Thittacheri is a town panchayat in Nagapattinam district in the Indian state of Tamil Nadu.

==Demographics==
According to the 2011 Census of India, Thittacheri had a total population of 9,245. Males constitute 48.2% of the population, and females 51.8%. Thittacheri has an average literacy rate of 78.42%, higher than the national average of 74.04%: male literacy is 82.65%, and female literacy is 74.5%. In Thittacheri, 11.8% of the population is under 6 years of age. The town had a total of 1,985 households.

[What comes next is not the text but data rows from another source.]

PR #1560, opened 2025-03-14
[NumberField] `snapOnStep` prop

### LINKED ISSUE #1010: [number field] The `largeStep` prop should not round up/down
Instead, it should just add/subtract the largeStep value to/from the current value. We could have a prop perhaps, to change this behaviour to rounding.

**Search keywords**:

### LINKED ISSUE #1542: [number field] Prop to disable rounding of value when setting step increments
# Feature request

## Summary

Could we add a prop to to enable/disable rounding of the increment steps to the current value.

## Motivation / Use Case

When a value is passed to the component (in my case often a decimal value, from an API), I would like to be able to increment on a decimal base, but without rounding the other non-incremental decimals. 

As you can see in the example, when the `step` is undefined, and defaults to 1+, then the decimals aren't rounded. Would be amazing if you could make that behavior optionally achievable.

https://github.com/user-attachments/assets/fdc981fa-85c6-4b74-a9bd-7cac756cc751

atomiks:
Closes #1542
Closes #1010

The new `snapOnStep` prop is a boolean:

- `true`: the value is snapped to the nearest step when stepping (incrementing/decrementing). So `1.07` with a step of `1` becomes `2` when incrementing
- `false` (new default): the value isn't snapped at all. So `1.07` with a step of `1` becomes `2.07`.

Also new behavior for `true`:

- If you type a decimal then increment/decrement, it snaps to the nearest regular `step`, just like `largeStep` already did.
- It will snap the nearest step rather than round and unexpectedly go "more" than wanted.


michaldudak:
Using small or large step with the custom function doesn't work. Decrement doesn't work at all, while increment adds a double value. See https://codesandbox.io/p/devbox/silly-moser-t85lpm?file=%2Fsrc%2FApp.tsx%3A12%2C22&workspaceId=ws_QAeLcZEcDnfGaFA47etEUH

atomiks:
@michaldudak sandbox is private

michaldudak:
Try now

michaldudak:
It now works fine with `stepBehavior="snap"` for small and large steps, but the normal step doesn't snap (10.1 + step = 11.1)

atomiks:
@michaldudak yeah - hadn't yet changed the implementation after our chat. Just changed the math in a new commit and updated PR description with additional details

Issue #2106, opened 2025-06-12
[tabs] Inconsistency between "selected", "highlighted" and "active" tab states


ciampo:
# Bug report

## Current behavior

I find that some of the variable names used in the `Tabs` component are confusing, especially about the difference between:
- the selected tab
- the tab that is the active item in the composite tablist widget

In particular:
- when it's selected, a tab receives the `aria-selected="true"` and `data-selected` attributes
- when it's the "active" composite item, a tab receives the `data-highlighted` attribute
  - the `data-highlighted` attribute is also added when keyboard focus is not on the tablist
- consumers can use `--active-tab-*` CSS variables to style the indicator to follow the size and dimensions of the selected tab

The result is that different terms are used for overlapping concepts: `selected`, `highlighted`, `active`

## Expected behavior

Establish a clear nomenclature for composite widgets and apply consistently — for example, `selected` and `active`. The result would be the following:
- `aria-selected="true"` and `data-selected` attributes for selected tabs
- `data-active` attribute for tabs when they are the active composite item
- `--selected-tab-*` CSS variables to style the indicator

Two extra thoughts:
- I guess the `data-active` attribute (currently `data-highlighted`) should not be added when the keyboard focus is not on the tablist?
- Are `data-*` attributes needed if an equivalent `aria-*` attribute is already specified?

## Reproducible example

N/A

## Base UI version

`1.0.0-beta.0`

## Which browser are you using?

Chrome

## Which OS are you using?

Mac OS

## Which assistive tech are you using (if applicable)?

N/A

## Additional context

I assume that any changes should be applied consistently across all composite-based components.

atomiks:
I think `[data-highlighted]` should only exist when hover is synchronized with focus (as in Select/Menu). Otherwise, since Composite components don't synchronize hover and focus, and since they use roving focus, the `:focus` pseudo-selector should be enough? Meaning `Composite` components shouldn't have an attribute to indicate the current "active item" to begin with

> Are data-* attributes needed if an equivalent aria-* attribute is already specified?

I think it's better to use data attributes since aria attributes are more of an implementation detail and not a style target

ciampo:
The `data-highlighted` attribute could still be helpful to abstract over instances that use roving tabinxed vs virtual focus (ie. focus stays on the parent composite item, and the `aria-activedescendant⁠` attribute is used instead).

[...]

PR #2109, opened 2025-06-13
[composite] Remove highlighted state

atomiks:
Part of #2106

### DIFF
--- a/packages/react/src/composite/item/CompositeItem.tsx
+++ b/packages/react/src/composite/item/CompositeItem.tsx
@@ -1,7 +1,6 @@
 'use client';
 import * as React from 'react';
 import { useRenderElement } from '../../utils/useRenderElement';
-import { useCompositeRootContext } from '../root/CompositeRootContext';
 import { useCompositeItem } from './useCompositeItem';
 import type { BaseUIComponentProps } from '../../utils/types';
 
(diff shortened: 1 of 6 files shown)


mj12albert (approved):

ciampo:
Cross-posting [this comment](https://github.com/mui/base-ui/issues/2106#issuecomment-2972755306) for visibility:

> The `data-highlighted` attribute could still be helpful to abstract over instances that use roving tabinxed vs virtual focus (ie. focus stays on the parent composite item, and the `aria-activedescendant⁠` attribute is used instead).

atomiks:
@ciampo agreed but since this component currently doesn't support virtual focus, it can be removed now. We can settle properly on how the attribute works once/if we add virtual focus

ciampo:
> since this component currently doesn't support virtual focus, it can be removed now. We can settle properly on how the attribute works once/if we add virtual focus

Gotcha — one last piece of feedback that I also shared in #2106 is that **`active` could be a better name instead of `highlighted`**:

- it more closely aligns with the WAI-ARIA composite widget nomenclature (especially with the `aria-activedescendant` prop)
- since BaseUI doesn't "highlight" the element on screen (consumers are expected to pass styles), `highlighted` could be slightly confusing

Thank you for being so responsive on the feedback I shared!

Muslims are the majority of the population, and Tamil is the predominant language.

== Sports ==
In Thittachery mainly 2 games is considered as a favorite game of the people of Thittachery they are football and volleyball. There are many footballers are in Thittachery and they play for famous clubs like Chennaiyin FC, Gokulam Kerala Fc, Kerala blasters and there is a famous football club in Thittachery called Mansoor football club which is widely regarded as best club around the Nagapattinam, Thanjavur and Thiruvarur District.